# [Aim of the exercise]
Determine how many lines in the records hold the word "RequestTest". Return the number alone.

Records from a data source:
__________________________________________________

PR #92, opened 2018-09-15
Improve coverage

rancoud:
Add tests for improving coverage.

### DIFF
--- a/tests/RequestTest.php
+++ b/tests/RequestTest.php
@@ -201,4 +201,12 @@ class RequestTest extends TestCase
         $r = $r->withHeader('Foo', '');
         $this->assertEquals([''], $r->getHeader('Foo'));
     }
+
+    public function testCannotHaveEmptyHeaderValues()
+    {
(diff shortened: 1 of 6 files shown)


tests/RequestTest.php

__________________________________________________

# [Task response]
4